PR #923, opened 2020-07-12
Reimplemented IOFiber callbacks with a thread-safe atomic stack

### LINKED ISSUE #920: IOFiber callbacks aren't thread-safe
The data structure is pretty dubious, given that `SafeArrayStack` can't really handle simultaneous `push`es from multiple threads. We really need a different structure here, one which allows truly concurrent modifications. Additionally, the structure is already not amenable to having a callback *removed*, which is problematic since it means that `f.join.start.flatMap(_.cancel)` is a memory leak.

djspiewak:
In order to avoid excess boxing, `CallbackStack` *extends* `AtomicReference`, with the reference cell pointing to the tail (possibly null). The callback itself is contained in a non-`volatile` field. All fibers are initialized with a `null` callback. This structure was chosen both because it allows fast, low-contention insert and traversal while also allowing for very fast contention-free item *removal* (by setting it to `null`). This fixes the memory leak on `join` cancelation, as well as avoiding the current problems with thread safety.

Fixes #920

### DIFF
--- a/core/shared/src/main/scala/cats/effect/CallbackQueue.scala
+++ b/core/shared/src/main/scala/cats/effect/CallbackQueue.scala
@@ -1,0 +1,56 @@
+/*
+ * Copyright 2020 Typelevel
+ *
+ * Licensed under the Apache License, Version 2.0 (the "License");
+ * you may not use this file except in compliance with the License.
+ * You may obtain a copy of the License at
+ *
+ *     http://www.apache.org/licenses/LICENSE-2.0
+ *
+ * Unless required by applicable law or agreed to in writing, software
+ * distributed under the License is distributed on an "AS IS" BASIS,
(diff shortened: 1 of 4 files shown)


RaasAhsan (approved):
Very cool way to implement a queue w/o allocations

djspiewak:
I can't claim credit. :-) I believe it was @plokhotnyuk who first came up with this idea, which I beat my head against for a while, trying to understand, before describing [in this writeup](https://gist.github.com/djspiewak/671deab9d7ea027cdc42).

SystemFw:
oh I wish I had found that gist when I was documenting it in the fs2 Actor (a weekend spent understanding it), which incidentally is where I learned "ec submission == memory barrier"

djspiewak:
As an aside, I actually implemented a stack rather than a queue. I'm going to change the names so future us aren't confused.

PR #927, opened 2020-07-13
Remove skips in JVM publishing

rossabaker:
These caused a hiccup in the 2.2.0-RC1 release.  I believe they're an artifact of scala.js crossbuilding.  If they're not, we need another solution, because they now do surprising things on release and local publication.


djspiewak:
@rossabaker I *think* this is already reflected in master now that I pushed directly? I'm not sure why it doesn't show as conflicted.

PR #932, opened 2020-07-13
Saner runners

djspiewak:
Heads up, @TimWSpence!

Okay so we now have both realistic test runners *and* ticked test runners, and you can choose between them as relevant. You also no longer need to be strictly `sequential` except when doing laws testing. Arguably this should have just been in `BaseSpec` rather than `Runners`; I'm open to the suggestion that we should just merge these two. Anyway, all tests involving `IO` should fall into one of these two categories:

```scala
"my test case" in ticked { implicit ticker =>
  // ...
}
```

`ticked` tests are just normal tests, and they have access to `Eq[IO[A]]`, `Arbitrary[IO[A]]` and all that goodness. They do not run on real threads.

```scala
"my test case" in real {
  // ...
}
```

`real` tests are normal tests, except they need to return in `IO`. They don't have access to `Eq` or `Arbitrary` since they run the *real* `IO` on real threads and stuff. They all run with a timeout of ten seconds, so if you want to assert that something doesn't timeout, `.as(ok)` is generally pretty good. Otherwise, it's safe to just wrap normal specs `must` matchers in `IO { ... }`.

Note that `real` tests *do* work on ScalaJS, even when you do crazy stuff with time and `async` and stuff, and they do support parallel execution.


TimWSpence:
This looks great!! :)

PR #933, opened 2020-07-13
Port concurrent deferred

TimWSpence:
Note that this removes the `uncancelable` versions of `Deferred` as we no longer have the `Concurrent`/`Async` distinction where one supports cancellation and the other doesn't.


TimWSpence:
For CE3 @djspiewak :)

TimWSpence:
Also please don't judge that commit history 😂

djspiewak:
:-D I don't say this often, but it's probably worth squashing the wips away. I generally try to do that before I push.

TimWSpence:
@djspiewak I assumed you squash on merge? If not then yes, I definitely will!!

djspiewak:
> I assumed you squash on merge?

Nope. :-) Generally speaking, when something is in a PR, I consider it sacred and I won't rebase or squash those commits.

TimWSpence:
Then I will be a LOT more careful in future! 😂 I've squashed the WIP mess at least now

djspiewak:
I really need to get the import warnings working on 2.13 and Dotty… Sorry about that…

┄┄┄┄┄┄┄┄┄┄

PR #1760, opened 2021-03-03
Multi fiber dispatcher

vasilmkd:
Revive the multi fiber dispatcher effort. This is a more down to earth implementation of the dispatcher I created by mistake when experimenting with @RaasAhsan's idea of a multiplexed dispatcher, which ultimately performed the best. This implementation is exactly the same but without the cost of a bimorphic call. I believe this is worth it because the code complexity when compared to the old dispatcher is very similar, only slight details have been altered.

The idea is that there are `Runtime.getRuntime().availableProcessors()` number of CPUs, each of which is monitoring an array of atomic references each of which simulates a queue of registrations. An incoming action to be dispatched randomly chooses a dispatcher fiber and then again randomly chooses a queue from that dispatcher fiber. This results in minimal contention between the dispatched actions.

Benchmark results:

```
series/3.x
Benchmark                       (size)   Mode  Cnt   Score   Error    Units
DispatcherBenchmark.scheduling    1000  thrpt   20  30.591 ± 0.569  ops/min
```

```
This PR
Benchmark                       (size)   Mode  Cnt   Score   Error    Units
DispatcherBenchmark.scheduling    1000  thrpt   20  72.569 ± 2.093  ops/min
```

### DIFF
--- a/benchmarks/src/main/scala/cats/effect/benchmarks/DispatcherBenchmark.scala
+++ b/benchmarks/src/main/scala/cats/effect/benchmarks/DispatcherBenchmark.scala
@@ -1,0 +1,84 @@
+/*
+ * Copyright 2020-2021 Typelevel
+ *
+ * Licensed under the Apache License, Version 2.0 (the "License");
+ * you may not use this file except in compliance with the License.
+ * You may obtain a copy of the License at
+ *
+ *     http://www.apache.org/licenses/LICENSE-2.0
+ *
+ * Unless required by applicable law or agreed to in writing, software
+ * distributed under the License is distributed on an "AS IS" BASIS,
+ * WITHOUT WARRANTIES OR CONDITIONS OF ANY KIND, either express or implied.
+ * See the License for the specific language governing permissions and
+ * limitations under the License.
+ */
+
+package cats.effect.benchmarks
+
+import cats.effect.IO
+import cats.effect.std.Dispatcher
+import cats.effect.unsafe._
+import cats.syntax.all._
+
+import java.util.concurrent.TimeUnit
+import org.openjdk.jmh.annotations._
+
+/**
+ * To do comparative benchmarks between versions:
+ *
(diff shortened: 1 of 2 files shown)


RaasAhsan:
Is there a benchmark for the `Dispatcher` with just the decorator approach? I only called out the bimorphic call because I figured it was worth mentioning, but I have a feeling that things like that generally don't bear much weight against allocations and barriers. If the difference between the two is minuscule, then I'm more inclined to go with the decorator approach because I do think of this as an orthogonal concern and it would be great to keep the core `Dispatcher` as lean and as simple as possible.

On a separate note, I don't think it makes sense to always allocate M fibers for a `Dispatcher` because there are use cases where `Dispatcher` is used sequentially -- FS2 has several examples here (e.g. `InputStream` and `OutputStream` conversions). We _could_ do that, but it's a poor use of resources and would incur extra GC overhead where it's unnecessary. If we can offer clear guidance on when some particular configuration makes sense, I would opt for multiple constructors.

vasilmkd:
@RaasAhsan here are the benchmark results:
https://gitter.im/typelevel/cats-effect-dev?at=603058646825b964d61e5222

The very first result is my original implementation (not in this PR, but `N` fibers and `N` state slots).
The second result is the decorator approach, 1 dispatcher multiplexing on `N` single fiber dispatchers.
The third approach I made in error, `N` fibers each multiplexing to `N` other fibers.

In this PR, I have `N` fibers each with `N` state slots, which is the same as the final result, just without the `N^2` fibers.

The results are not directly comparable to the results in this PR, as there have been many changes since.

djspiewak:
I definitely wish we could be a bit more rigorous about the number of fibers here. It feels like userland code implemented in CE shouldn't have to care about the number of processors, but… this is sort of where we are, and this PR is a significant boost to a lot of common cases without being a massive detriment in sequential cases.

┄┄┄┄┄┄┄┄┄┄

EXERCISE BRIEF ->
Pick every line containing the word "pretty" out of the material, and copy those lines.

OUTPUT ->
The data structure is pretty dubious, given that `SafeArrayStack` can't really handle simultaneous `push`es from multiple threads. We really need a different structure here, one which allows truly concurrent modifications. Additionally, the structure is already not amenable to having a callback *removed*, which is problematic since it means that `f.join.start.flatMap(_.cancel)` is a memory leak.
`real` tests are normal tests, except they need to return in `IO`. They don't have access to `Eq` or `Arbitrary` since they run the *real* `IO` on real threads and stuff. They all run with a timeout of ten seconds, so if you want to assert that something doesn't timeout, `.as(ok)` is generally pretty good. Otherwise, it's safe to just wrap normal specs `must` matchers in `IO { ... }`.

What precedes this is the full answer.